Aku mengangguk patah-patah, masih tidak percaya dengan apa yang baru saja terjadi.

Di ruang kerja Pengerusi yang megah di lantai paling atas, Don Bernardo memeriksa portofolioku. Ia mengangguk-angguk puas melihat desain-desain yang kubuat. “Karyamu luar biasa, Leo. Tapi yang membuatku paling terkesan adalah fondasi karaktermu. Seorang arsitek hebat tidak hanya membangun gedung yang kokoh, tapi juga harus memiliki hati yang kokoh.”

Hari itu, hidupku berubah total dalam waktu beberapa jam saja.

Don Bernardo tidak hanya menerimaku bekerja. Melihat ketulusanku, ia menunjukku sebagai Kepala Arsitek Proyek Utama untuk pembangunan kompleks medis baru milik Vanguard—sebuah posisi yang bahkan tidak berani kuimpikan dalam sepuluh tahun ke depan.

Akhir yang Indah

Satu tahun berlalu sejak kejadian di depan Vanguard Tower.

Ibuku kini telah sembuh total setelah menjalani operasi ginjal dan perawatan terbaik di rumah sakit VIP, yang seluruh biayanya ditanggung sebagai fasilitas eksekutif dari perusahaan.
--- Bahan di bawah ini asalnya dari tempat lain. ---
Issue #3553, opened 2025-07-21
Unexpected warning/error message when running sub-recipe and user enters CTRL+C


lifeizhou-ap:
**Describe the bug**
When Goose runs recipe with sub-recipe, it should handle CTRL+C gracefully without showing unexpected warning/error message

**To Reproduce**
1: user runs a recipe with sub-recipes. 
2: user enters CTRL+C
3. user see a warning message "WARN goose::agents::subagent_execution_tool::task_execution_tracker: Failed to send tasks update notification: channel close"
4. If the user runs the recipe in interactive mode, user will also see an error message "ERROR goose::agents::subagent_execution_tool::workers: Worker failed to send result: channel closed"

**Expected behaviour**
Should not see the error/warning message.  Goose should handle CTRL+C gracefully.

**Screenshots**
<img width="1814" height="530" alt="Image" src="https://github.com/user-attachments/assets/fe6d9777-f650-44e9-a4ad-df55c2dec8d9" />

PR #3599, opened 2025-07-23
reuse the cancellation token in the agent level

lifeizhou-ap:
Handle CLI CTRL+C gracefully to cancel the tasks

fixes issue https://github.com/block/goose/issues/3553

Close https://github.com/block/goose/pull/3550 as now we can reuse the cancellation token created in the agent reply

### DIFF
--- a/crates/goose/tests/agent.rs
+++ b/crates/goose/tests/agent.rs
@@ -603,7 +603,7 @@ mod final_output_tool_tests {
             }),
         );
         let (_, result) = agent
-            .dispatch_tool_call(tool_call, "request_id".to_string())
+            .dispatch_tool_call(tool_call, "request_id".to_string(), None)
             .await;
 
         assert!(result.is_ok(), "Tool call should succeed");
--- a/crates/goose/tests/private_tests.rs
+++ b/crates/goose/tests/private_tests.rs
@@ -885,7 +885,7 @@ async fn test_schedule_tool_dispatch() {
     };
 
     let (request_id, result) = agent
-        .dispatch_tool_call(tool_call, "test_dispatch".to_string())
+        .dispatch_tool_call(tool_call, "test_dispatch".to_string(), None)
         .await;
     assert_eq!(request_id, "test_dispatch");
     assert!(result.is_ok());


michaelneale:
there are a few tools removed from this - I assume that is by design? (ie not needed). Not sure how to validate functionality (as not aware of subagents)

lifeizhou-ap:
> there are a few tools removed from this - I assume that is by design? (ie not needed). Not sure how to validate functionality (as not aware of subagents)

Hi @michaelneale yes, the sub_recipe_execution_tool are removed as they are renamed to sub_agent_execution_tool.  So they are not long required. 

In the PR I used tokio::select! start multiple operations async, when the cancellation token is cancelled, the other operations (the tasks executions) will be cancelled. 

One of the test cases : I tried to kick off a recipe with 2 subrecipes (goose run --recipe sub_recipe) running. If I enters CRLT+C, the processes of running sub recipes will be terminated.  Also it does not have warning/error message as specified in the issue, because if it is cancelled, the taskExecuteTracker won't send notification to the channel. 

One thing I forgot to mention is: the cancellation token is passed through to a few modules up to the tasks.rs.  I am going to have a follow up PR to make this better.

crates/goose/src/agents/agent.rs
```diff
@@ -154,6 +155,7 @@ impl Agent {
             tool_monitor,
             router_tool_selector: Mutex::new(None),
             scheduler_service: Mutex::new(None),
+            current_cancellation_token: Arc::new(Mutex::new(None)),
```
DOsinga: why do we need this? can't we just use the existing token and just pass it on, instead of this being a property on the agent? I know agents aren't re-entrant, but still

lifeizhou-ap: When we invoke the sub_agent_execute_tool in the `dispatch_tool_call` function, we need to pass `cancellation_token` so that the tool can reuse the cancellation token.  The `dispatch_tool_call` function is not only triggered by `reply` directly, it can be trigged by reply -> handle_approval_tool_requests -> dispatch_tool_call.  

I can try to pass the token via those functions, but I feel it is a bit verbose to pass it around in those functions

crates/goose/src/agents/subagent_execution_tool/task_execution_tracker.rs
```diff
@@ -93,6 +95,41 @@ impl TaskExecutionTracker {
...
             display_mode,
+            cancellation_token,
+        }
+    }
+
+    fn is_cancelled(&self) -> bool {
+        self.cancellation_token
+            .as_ref()
+            .is_some_and(|t| t.is_cancelled())
+    }
```
DOsinga, line 106: we should probably put this in some util function and use everywhere but we can do that in something separate

DOsinga (approved):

Senyum yang sempat hilang dari wajah ibuku kini telah kembali.

Sementara aku, kini berdiri di lantai atas Vanguard Tower, mengenakan jas rapi yang pas di badanku, menatap cetak biru proyek besar yang sedang kami kerjakan.

Tiba-tiba, pintu ruanganku diketuk. Seorang pria tua dengan kemeja batik sederhana masuk sambil membawa dua cangkir kopi. Itu Don Bernardo, yang kini sudah pensiun dari tugas harian dan lebih sering menghabiskan waktu menikmati masa tuanya.

Kami duduk bersama di dekat jendela besar, meminum kopi hangat dengan santai.

Aku memandang ke bawah, ke arah lobi tempat aku pertama kali mengira mimpiku hancur. Di sana, aku belajar sebuah pelajaran berharga: bahwa ketika kita memilih untuk mempertahankan kemanusiaan dan membela mereka yang lemah, alam semesta memiliki cara yang tak terduga untuk mengangkat derajat kita ke tempat yang paling tinggi.